Mr. Asbjornson continued, "Please join me in welcoming Angela E. Kouplen to the Board of Directors. Ms. Kouplen has over 19 years of experience at multiple energy companies, with an emphasis on information technology ("IT"), contract management, sourcing/vendor relations, human resource management, strategy and governance. From 1997 through 2007, Ms. Kouplen worked at CITGO Petroleum, a petroleum refining, marketing and transportation company, in various IT related positions, including Manager - E-Business Strategy and Alliance, as well as Manager - Third Party Applications and Applications Development. From 2007 through 2010, Ms. Kouplen served Williams Companies, a Tulsa based publicly traded energy company, in the position of Manager - Sourcing Management Office. From 2010 through 2011, Ms. Kouplen served Williams Companies as Manager - IT Strategy and Governance. In 2012, Ms. Kouplen transitioned from Williams Companies to WPX Energy, a Tulsa based stand-alone publicly traded energy company previously part of the Williams Companies. Following the move to WPX Energy, from 2012 through 2014, Ms. Kouplen served as Director - Talent Acquisition and Leadership and from 2015 to present, she has served as Vice President - Information Technology. Ms. Kouplen's extensive experience in IT related positions provides the Board with valuable insight and enhanced knowledge on IT matters, which are increasingly vital to the Company's operations and success. Additionally, Ms. Kouplen brings to the Board experience in sourcing/vendor relations and human resources; two areas which the Board views as vital to the future growth and profitability of the Company. Ms. Kouplen's diverse and lengthy experience in senior management and executive level positions at large publicly traded companies allows her to provide the Board guidance on the Company's IT practices, human resources programs and sourcing/vendor relations activities, while also giving her the ability to compare such practices against those of other publicly traded companies, all of which will strengthen the effectiveness and broaden the skill set of our Board."

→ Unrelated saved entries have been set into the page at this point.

Issue #3934, opened 2025-12-01
Support enabling the 'aws_lc_rs' (instead of 'rust_cypto') feature on 'jsonwebtoken'


Aaron1011:
**Is your feature request related to a problem? Please describe.**
The `google-cloud-auth` crate currently unconditionally enables the `rust_crypto` feature on the `jsonwebtoken` crate:
https://github.com/googleapis/google-cloud-rust/blob/c77d92a4d32d9ec89ae5040d2b2ff67d4fc2cba1/src/auth/Cargo.toml#L49

Unfortunately, this ends up pulling in the `rsa` crate, which has a timing attack vulnerability (https://rustsec.org/advisories/RUSTSEC-2023-0071
See https://github.com/Keats/jsonwebtoken/issues/463 for more details.

Concretely, this results in an error from `cargo deny` when adding `google-cloud-auth` as a dependency, via the chain `google-cloud-auth -> jsonwebtoken -> rsa`

**Describe the solution you'd like**
It would be very useful for `google-cloud-auth` to expose features to control the backend used by the `jsonwebtoken` crate. Specifically, adding `rsa` and `aws_lc_rs` features, which forward to the corresponding `jsonwebtoken` features, would allow direct consumers of `google-cloud-auth` to avoid pulling in a dependency on `rsa`.

**Describe alternatives you've considered**
The `rsa` error from `cargo deny` could be explicitly ignored, or we could wait for a fix in the RSA crate. However, the vulnerability was reported in 2023, so it would be very useful to have a way of avoiding a dependency with a known timing attack.

coryan:
Thanks for the bug report.  We will figure out a way to avoid the `rsa` dependency. I also filed #3936 to prevent problems like this in the future.

coryan:
Closing.  With the changes related to #4207 it is now possible to use `google-cloud-auth` with `default-features = false` and `features = ["idtoken"]`. The application needs to enable the right jsonwebtoken backend in this case.

PR #3938, opened 2025-12-01
impl(auth): allow to change crypto backend on jwt lib

alvarowolfx:
Add `rsa` and `aws_lc` features in the auth crate, that changes crypto backend for checking JWTs.

Towards https://github.com/googleapis/google-cloud-rust/issues/3934


alvarowolfx:
not gonna work with `jsonwebtoken`, because our CI workflows test the case of enabling all features, which causes compile issues on the `jsonwebtoken` crate.

Issue #3615, opened 2025-10-22
Feature parity between `Storage` client and other clients


dbolduc:
The `google_cloud_storage::client::Storage` uses a `reqwest::Client` directly in its implementation instead of using `gaxi::http::ReqwestClient` like the GAPICs do.

I think I missed the discussion on why we chose to do this, but at a guess it is because `Storage` is the only client that does HTTP streaming, so there was no need to build that into the common gaxi layer.

The consequence is that we are missing some common features handled by the gaxi layer. Such as:
- Calculating and setting the `Host:` header.
  - This is **required** to use a client in a private network such as VPC-SC.
- Cloud client library instrumentation for HTTP transport.
- `User-Agent:` header.
- etc. (this list may grow over time too)

We will need to do some level of refactoring to resolve this. It looks like either:
- add streaming support to `gaxi::http::ReqwestClient`, and use that from within `google-cloud-storage`
- OR factor out configuration of a reqwest builder given options, and call into it from `google-cloud-storage`

joshuatants:
As indicated in https://github.com/googleapis/google-cloud-rust/pull/4839#pullrequestreview-3866472847 , closing this issue now that setting the user header is possible.

PR #3946, opened 2025-12-02
refactor: add streaming execution to ReqwestClient

westarle:
Adds `execute_streaming` to `ReqwestClient`. This allows executing requests
without the internal retry loop and supports streaming bodies, returning
`Response<impl Stream>`. Non-2xx responses (including 308) are converted
to Errors.

For #3615

### DIFF
--- a/Cargo.toml
+++ b/Cargo.toml
@@ -306,7 +306,6 @@ crates_io_api         = { default-features = false, version = "0.12" }
 clap                  = { default-features = false, version = "4" }
 crc32c                = { default-features = false, version = "0.6.8" }
 futures               = { default-features = false, version = "0.3" }
-futures-util          = { default-features = false, version = "0.3" }
 http                  = { default-features = false, version = "1", features = ["std"] }
 http-body             = { default-features = false, version = "1" }
 http-body-util        = { default-features = false, version = "0.1.3" }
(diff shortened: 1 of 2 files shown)


src/gax-internal/src/http.rs
```diff
@@ -110,17 +110,48 @@ impl ReqwestClient {
...
+            builder = builder.json(&body);
+        }
+        self.retry_loop::<O>(builder, options).await
+    }
+
+    pub async fn execute_streaming(
+        &self,
+        mut builder: reqwest::RequestBuilder,
+        options: gax::options::RequestOptions,
+    ) -> Result<Response<impl futures_util::Stream<Item = Result<bytes::Bytes>>>> {
```
coryan: Elsewhere, we use `futures::Stream<>` instead of `futures_util::Stream<>`, e.g.:

https://github.com/googleapis/google-cloud-rust/blob/71a6b620fa3913f4189696c1358a24717a6c4c7a/src/gax/src/paginator.rs#L225

Structurally both traits are identical, but they have different types. Any reason to prefer one over the other?

westarle: no real reason.  Also removed `futures-util` crate since we have `futures` in our workspace.

PR #3951, opened 2025-12-02
test(storage): bidi reads in random access benchmark

### LINKED ISSUE #3950: Extend the `storage-random` benchmark to use `open_object()`

coryan:
Fixes #3950

### DIFF
--- a/src/storage/benchmarks/random/src/bidi.rs
+++ b/src/storage/benchmarks/random/src/bidi.rs
@@ -1,0 +1,77 @@
+// Copyright 2025 Google LLC
+//
+// Licensed under the Apache License, Version 2.0 (the "License");
+// you may not use this file except in compliance with the License.
+// You may obtain a copy of the License at
+//
+//     https://www.apache.org/licenses/LICENSE-2.0
+//
+// Unless required by applicable law or agreed to in writing, software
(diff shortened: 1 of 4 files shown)


src/storage/benchmarks/random/src/bidi.rs
```diff
@@ -0,0 +1,77 @@
...
+        };
+        let mut reader = descriptor
+            .read_range(ReadRange::segment(range.read_offset, range.read_offset))
+            .await;
+        let mut ttfb = None;
+        while reader.next().await.transpose()?.is_some() {
+            let _ = ttfb.get_or_insert(Instant::now() - start);
+        }
+        let ttlb = Instant::now() - start;
+        let ttfb = ttfb.unwrap_or(ttlb);
```
dbolduc, line 74: comment: I was wondering when the `or` happens, but I think the answer is an empty range, which could be requested, I guess.

dbolduc (approved):
I am kind of impressed by how minimal this PR is. Good job on the set up.

src/storage/benchmarks/random/src/bidi.rs
coryan: Maybe I am just paranoid and lazy, and yes, you are right.

PR #4340, opened 2026-01-22
docs: Generate undelete RPC samples

amanda-tarafa:


src/generated/cloud/resourcemanager/v3/src/client.rs
coryan, line 1: I don't see anything here that looks like an undelete?

amanda-tarafa: Oh sorry, the undeletes in Resource Manager are long running, and that's what I have lined up after this one. I'm dropping enabling Resource Manager from this PR as it adds nothing here. It will be on the next one.

Here, the one from IAM Admin is the significant one.

coryan: SG

PR #4341, opened 2026-01-22
impl(dns/v1): generate library

coryan:
Mostly as a test of `librarian add` and to document what I had to manually edit.

### DIFF
--- a/Cargo.lock
+++ b/Cargo.lock
@@ -2521,7 +2521,7 @@ dependencies = [
 
 [[package]]
 name = "google-cloud-dns-v1"
-version = "0.1.0"
+version = "0.0.0"
 dependencies = [
  "async-trait",
  "bytes",


librarian.yaml
```diff
@@ -642,6 +642,14 @@ libraries:
     copyright_year: "2025"
     rust:
       per_service_features: true
+  - name: google-cloud-dns-v1
+    copyright_year: "2026"
+    skip_publish: true
```
dbolduc, line 647: just curious: under what condition will we publish this crate?

Also, feels like an `impl` if we are not publishing the crate. Is this PR just to win the `repo-metadata.json` wars?

coryan: This has some LRO-looking things, I want to make sure we add the hand-crafted code before declaring success.

I also have some integration tests pending.

PR #4345, opened 2026-01-23
docs(auth): how-to migrate from 1.4.0 features

coryan:
In 1.5.0 we are introducing new default features, which may require some applications to change how they depend on and initialize their client.

Part of the work for #4170 , probably should wait until #4220 is merged.

[google_cloud_auth__manual___migrate_from_1_4_x_features - Rust.pdf](https://github.com/user-attachments/files/24824688/google_cloud_auth__manual___migrate_from_1_4_x_features.-.Rust.pdf)

### DIFF
--- a/Cargo.lock
+++ b/Cargo.lock
@@ -85,6 +85,28 @@ source = "registry+https://github.com/rust-lang/crates.io-index"
 checksum = "c08606f8c3cbf4ce6ec8e28fb0014a2c086708fe954eaa885384a6165172e7e8"
 
 [[package]]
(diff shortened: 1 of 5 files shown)


coryan:
> Do you think we should move the compute v2 migration guide into the rustdocs?

I guess we could, as we now have a mechanism to add hand-crafted modules to generated libraries.

The question I have been asking myself is whether we should put this in docs.cloud.google.com

coryan:
Closing, we are going to use a different approach.

Issue #4350, opened 2026-01-23
Flake in secret manager integration tests


coryan:
The integration test just failed with a flake:

```
Testing update_secret_by_project_and_location_and_secret()
  |  
  |  
  | ERROR the service reports an error with code UNAVAILABLE described as: Visibility check was unavailable. Please retry the request and contact support if the problem persists
  |  
  |  
```
https://pantheon.corp.google.com/cloud-build/builds;region=us-central1/18753ddc-71b0-443b-b2f4-b58f12189689?project=rust-sdk-testing&e=SqlStudioMysqlLaunch::SqlStudioMysqlEnabled&mods=monitoring_api_staging

I suspect the `update` test does not set the idempotency flag (or preconditions) correctly.

PR #4354, opened 2026-01-23
test: set idempotency in secret manager integration tests

suzmue:
Set `idempotency=true` for requests that are POST to make the integration tests more resistant to failures. These requests can safely be retried in our tests. 

We also deletion retries during cleanup.

For #4350


tests/integration/src/secret_manager/openapi_locational.rs
```diff
@@ -67,6 +69,7 @@ pub async fn run() -> Result<()> {
         .set_secret(&secret_id)
         .set_update_mask(wkt::FieldMask::default().set_paths(["labels"]))
         .set_body(smo::model::Secret::new().set_labels(new_labels))
+        .with_idempotency(true)
```
coryan: Consider making the idempotency thing true:

```suggestion
.set_body(smo::model::Secret::new().set_labels(new_labels).set_etag(&get.etag))
        .with_idempotency(true)
```

tests/integration/src/secret_manager/openapi_locational.rs
```diff
@@ -125,6 +129,7 @@ async fn run_iam(
             smo::model::TestIamPermissionsRequest::new()
                 .set_permissions(["secretmanager.versions.access"]),
         )
+        .with_idempotency(true)
```
coryan, line 136: Weird that this is a POST, this is a read-only operation 🤷

tests/integration/src/secret_manager/openapi_locational.rs
```diff
@@ -160,6 +165,7 @@ async fn run_iam(
                 .set_update_mask(wkt::FieldMask::default().set_paths(["bindings"]))
                 .set_policy(new_policy),
         )
+        .with_idempotency(true)
```
coryan, line 172: Using an etag would be the update truly idempotent.

suzmue: Since new_policy is created via policy.clone(), the etag should be included already.

tests/integration/src/secret_manager/openapi_locational.rs
suzmue: 🤷‍♀️  yeah strange, I did double check this one though.

tests/integration/src/secret_manager/openapi_locational.rs
suzmue: Done thank you!

PR #4361, opened 2026-01-23
cleanup(pubsub): cleanup Publisher unit tests

PhongChuong:
This PR does the following:
- Move "my-topic" to global const
- Remove macro vec! when array is sufficient
- Add helper functions for mocking publish return for both error and non error cases
- Add helper function to validate publish when there are no errors
- Add helper function to validate publish when there is a paused error

This PR also removes some assertions that are deemed unnecessary or are already tested elsewhere.
E.g., asserting Publish request message size.

### DIFF
--- a/doc/contributor/howto-guide-generated-code-maintenance.md
+++ b/doc/contributor/howto-guide-generated-code-maintenance.md
@@ -22,8 +22,22 @@ instructions in [Set Up Development Environment].
 
 ## Generate new library
 
-First define the library's name. Note this should match the directory path where
-the code lives delimited by "-" e.g. google-cloud-kms-v1:
+### Verify `librarian` knows about the library
+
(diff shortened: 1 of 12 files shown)


src/pubsub/src/publisher/publisher.rs
```diff
@@ -303,28 +306,84 @@ mod tests {
...
+                PubsubMessage::new()
+                    .set_ordering_key(ordering_key)
+                    .set_data(generate_random_data()),
+            )
+            .await
+            .unwrap_err();
+        let source = got_err
+            .source()
+            .and_then(|e| e.downcast_ref::<crate::error::PublishError>());
+        assert!(
```
dbolduc, line 367: If we factor out an `assert!` like this, and it fails, the line number tells us nothing. We don't actually know which call to `assert_publishing_is_paused` triggered it.

PR #4371, opened 2026-01-24
cleanup: disable default features in local crates

### LINKED ISSUE #4238: Change top-level `Cargo.toml` file to use `default-features = false` on `google-cloud-*` crates
We want the top-level `Cargo.toml` file to *not* enable the default features in our own crates.  That way if `google-cloud-{foo}` depends on `google-cloud-longrunning`, `google-cloud-iam-v1`, `google-cloud-location` or any other dependency it will **not** enable the default features on those deps.

The crates will still enable the default features in `google-cloud-gax-internal`, making the crate usable by default, but also configurable to prune dependencies.

coryan:
Leaf crates (think `google-cloud-pubsub`) should depend on the
intermediate crates (think `google-cloud-gax-internal`) without enabling
any default dependencies of the intermediate crate.

With that setup the leaf crates can be consumed without any default
features throughout the dependency graph. That is, applications can pull
`google-cloud-pubsub` without default features and then all the upstream
dependencies also have no default features.

Fixes #4238

### DIFF
--- a/Cargo.toml
+++ b/Cargo.toml
@@ -444,7 +444,7 @@ google-cloud-secretmanager-v1   = { default-features = false, version = "1", pat
 secretmanager                   = { default-features = false, version = "1", path = "src/generated/cloud/secretmanager/v1", package = "google-cloud-secretmanager-v1" }
 google-cloud-aiplatform-v1      = { default-features = false, version = "1", path = "src/generated/cloud/aiplatform/v1" }
 google-cloud-compute-v1         = { default-features = false, version = "2", path = "src/generated/cloud/compute/v1" }
-google-cloud-storage            = { default-features = false, version = "1", path = "src/storage" }
+google-cloud-storage            = { default-features = false, version = "1.7", path = "src/storage" }
 google-cloud-pubsub             = { default-features = false, path = "src/pubsub" }
 google-cloud-bigquery-v2        = { default-features = false, version = "1", path = "src/generated/cloud/bigquery/v2" }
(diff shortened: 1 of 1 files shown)


Cargo.toml
```diff
@@ -397,61 +397,61 @@ tokio-stream      = { default-features = false, version = "0.1" }
...
-iamcredentials                  = { version = "1", path = "src/generated/iam/credentials/v1", package = "google-cloud-iam-credentials-v1" }
-google-cloud-language-v2        = { version = "1", path = "src/generated/cloud/language/v2" }
-language                        = { version = "1", path = "src/generated/cloud/language/v2", package = "google-cloud-language-v2" }
+google-cloud-speech-v2          = { default-features = false, version = "1", path = "src/generated/cloud/speech/v2" }
+google-cloud-secretmanager-v1   = { default-features = false, version = "1", path = "src/generated/cloud/secretmanager/v1" }
+secretmanager                   = { default-features = false, version = "1", path = "src/generated/cloud/secretmanager/v1", package = "google-cloud-secretmanager-v1" }
+google-cloud-aiplatform-v1      = { default-features = false, version = "1", path = "src/generated/cloud/aiplatform/v1" }
+google-cloud-compute-v1         = { default-features = false, version = "2", path = "src/generated/cloud/compute/v1" }
+google-cloud-storage            = { default-features = false, version = "1.7", path = "src/storage" }
```
dbolduc, line 447: Ack.

PR #4374, opened 2026-01-24
refactor: move `RandomChars` to test-utils

coryan:
Motivated by #4355

### DIFF
--- a/src/test-utils/src/random_chars.rs
+++ b/src/test-utils/src/random_chars.rs
@@ -1,0 +1,79 @@
+// Copyright 2026 Google LLC
+//
+// Licensed under the Apache License, Version 2.0 (the "License");
+// you may not use this file except in compliance with the License.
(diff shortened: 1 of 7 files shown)


src/test-utils/src/random_chars.rs
```diff
@@ -0,0 +1,79 @@
...
+impl RandomChars {
+    /// Initializes a new generator of random characters.
+    pub fn new(chars: &str) -> Self {
+        Self {
+            chars: chars.chars().collect(),
+        }
+    }
+
+    /// Create a string with `n` characters from the character set.
+    pub fn sample(&self, n: usize) -> String {
```
dbolduc, line 45: comment: we are covering the trait function... but if the compiler doesn't complain, neither will I.

`sample()` is a good name.

coryan: Ack.

PR #4377, opened 2026-01-24
feat(pubsub): retries starting subscribe stream

dbolduc:
Part of the work for #4097 

Retry attempts to start a stream using default policies.

I do not have plans to let applications set custom policies, but if we need to, we can add support for custom policies later.

### DIFF
--- a/src/pubsub/src/subscriber/session.rs
+++ b/src/pubsub/src/subscriber/session.rs
@@ -240,6 +240,7 @@ mod tests {
     use super::super::client::Subscriber;
     use super::super::keepalive::KEEPALIVE_PERIOD;
     use super::super::lease_state::tests::{test_id, test_ids};
+    use super::super::stream::{INITIAL_DELAY, MAXIMUM_DELAY};
     use super::*;
     use auth::credentials::anonymous::Builder as Anonymous;
     use pubsub_grpc_mock::google::pubsub::v1;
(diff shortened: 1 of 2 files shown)


src/pubsub/src/subscriber/session.rs
```diff
@@ -823,4 +824,50 @@ mod tests {
 
         Ok(())
     }
+
+    #[tokio::test(start_paused = true)]
+    async fn retry_transient_when_starting_stream() -> anyhow::Result<()> {
+        const NUM_RETRIES: u32 = 20;
```
coryan, line 830: nit: why 20? Seems like trying with 2 or three would be enough?

src/pubsub/src/subscriber/stream.rs
```diff
@@ -92,14 +125,63 @@ where
...
+    use gax::error::rpc::{Code, Status};
+    use gax::retry_state::RetryState;
+
+    mockall::mock! {
+        #[derive(Debug)]
+        BackoffPolicy {}
+        impl BackoffPolicy for BackoffPolicy {
+            fn on_failure(&self, state: &RetryState) -> Duration;
+        }
+    }
```
coryan, line 168: nit: we have like 5 of these by now. Time to refactor to `google-cloud-test-utils` ?  Hmmm... Dependencies may be more complicated than we want.

src/pubsub/src/subscriber/stream.rs
```diff
@@ -207,4 +289,95 @@ mod tests {
 
         Ok(())
     }
+
+    #[tokio::test]
+    async fn retry_then_success() -> anyhow::Result<()> {
+        let mut seq = mockall::Sequence::new();
+        let mut mock_stub = MockStub::new();
+        let mut mock_backoff = MockBackoffPolicy::new();
+        for attempt in 1..20 {
```
coryan, line 298: Want to add a constant for that 20 ? Is that supposed to be 2 * 10?

src/pubsub/src/subscriber/stream.rs
```diff
@@ -207,4 +289,95 @@ mod tests {
...
+
+        Ok(())
+    }
+
+    #[tokio::test]
+    async fn retry_then_permanent_failure() -> anyhow::Result<()> {
+        let mut seq = mockall::Sequence::new();
+        let mut mock_stub = MockStub::new();
+        let mut mock_backoff = MockBackoffPolicy::new();
+        for attempt in 1..20 {
```
coryan, line 340: Ditto.

src/pubsub/src/subscriber/session.rs
dbolduc: 20 isn't special. It is just supposed to represent "no attempt limit" aka higher than I can count.

I wanted to at least go above 10, because that is what we use in our default GAPIC policies.

https://github.com/googleapis/google-cloud-rust/blob/6124f3a210378ab6b645f3683d8bc7819c53885a/src/gax-internal/src/http.rs#L88

src/pubsub/src/subscriber/stream.rs
dbolduc: > Time to refactor to google-cloud-test-utils ?

Probably.

src/pubsub/src/subscriber/stream.rs
dbolduc: It is arbitrary. I can add a comment, but in a follow up PR.

src/pubsub/src/subscriber/stream.rs
dbolduc: Ditto.

src/pubsub/src/subscriber/session.rs
dbolduc: #4380

src/pubsub/src/subscriber/stream.rs
dbolduc: #4380

PR #5840, opened 2026-06-04
test(spanner): retry internal errors from the Emulator

### LINKED ISSUE #5826: Flake in spanner integration test

olavloite:
The latest version of the Spanner Emulator can return an INTERNAL error if DDL statements and read/write transactions are executed concurrently. This change adds a specific error to the set of errors that are retried by the Spanner client when it is running agains the Emulator. This additional check is only done if the client is connected to the Emulator, and not if the client is connected to real Spanner.

Note: The test that failed and triggered the creation of this ticket, is not the actual culprit, and a similar failure could in theory happen for any of the other tests for the Spanner client that execute a read/write transaction.

Fixes #5826

### DIFF
--- a/src/spanner/src/client.rs
+++ b/src/spanner/src/client.rs
@@ -20,7 +20,9 @@ use crate::model::{
 };
 use crate::server_streaming::builder;
 use gaxi::options::{ClientConfig, Credentials};
+use google_cloud_auth::credentials::anonymous;
 use google_cloud_gax::client_builder::ClientBuilder as GaxClientBuilder;
+use google_cloud_gax::client_builder::internal::new_builder;
 use google_cloud_gax::options::{
     RequestOptions as GaxRequestOptions, internal::RequestOptionsExt as _,
 };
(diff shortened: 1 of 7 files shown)


coryan (approved):
I know this is hand-wavy, but I wonder if you could have implemented this with a retry policy decorator, and maybe have set that policy on the tests using the emulator or just automatically when the emulator is enabled.

sakthivelmanii (approved):

olavloite:
> I know this is hand-wavy, but I wonder if you could have implemented this with a retry policy decorator, and maybe have set that policy on the tests using the emulator or just automatically when the emulator is enabled.

I considered (and tried) that. But: We do not want to expose a public option for setting the retry policy for when a __transaction__ should be retried. And in the end, as this is for the integration tests, any such `RetryPolicy` option would need to be public.

PR #5843, opened 2026-06-04
feat(o11y): add error extraction to `DiscoveryOperation` and fix macro compatibility

haphungw:
Introduce telemetry injections for Discovery LROs.

This ensures Discovery LROs can record rich error details upon completion, matching the behavior of standard LROs, and provides a cleaner interface for code generation.

Used at https://github.com/googleapis/librarian/pull/6304.

### DIFF
--- a/src/lro/src/internal/tracing.rs
+++ b/src/lro/src/internal/tracing.rs
@@ -67,7 +67,31 @@ impl LroRecorder {
     pub fn attempt_count(&self) -> Option<u32> {
         self.attempt_count
     }
+}
 
+/// Helper macro to record telemetry for Discovery LROs.
+#[macro_export]
+#[doc(hidden)]
+macro_rules! record_discovery_polling_result {
+    ($span:expr, $op:expr) => {
+        let span = &$span;
+        let op = &$op;
+        let done = $crate::internal::DiscoveryOperation::done(op);
+        span.record("gcp.longrunning.done", done);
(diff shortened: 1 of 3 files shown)


westarle (changes requested):
Could you please add tests for these?

src/lro/src/internal/tracing.rs
```diff
@@ -98,6 +123,28 @@ impl LroRecorder {
...
+        {
+            if let Some(recorder) = $crate::LroRecorder::current() {
+                if let Some(attempt) = recorder.attempt_count() {
+                    let span = &$span;
+                    span.record("gcp.longrunning.poll_attempt_count", attempt);
+                    span.record("gcp.longrunning.done", false);
+                }
+            }
+        }
+        #[cfg(not(google_cloud_unstable_tracing))]
```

AAON, Inc. is engaged in the engineering, manufacturing, marketing and sale of air conditioning and heating equipment consisting of standard, semi-custom and custom rooftop units, chillers, packaged outdoor mechanical rooms, air handling units, makeup air units, energy recovery units, condensing units, geothermal heat pumps and coils. Its products serve the new construction and replacement markets. The Company has successfully gained market share through its "semi-custom" product lines, which offer the customer value, quality, function, serviceability and efficiency.

Certain statements in this news release may be "forward-looking statements" within the meaning of Section 27A of the Securities Act of 1933, as amended. Statements regarding future prospects and developments are based upon current expectations and involve certain risks and uncertainties that could cause actual results and developments to differ materially from the forward-looking statements.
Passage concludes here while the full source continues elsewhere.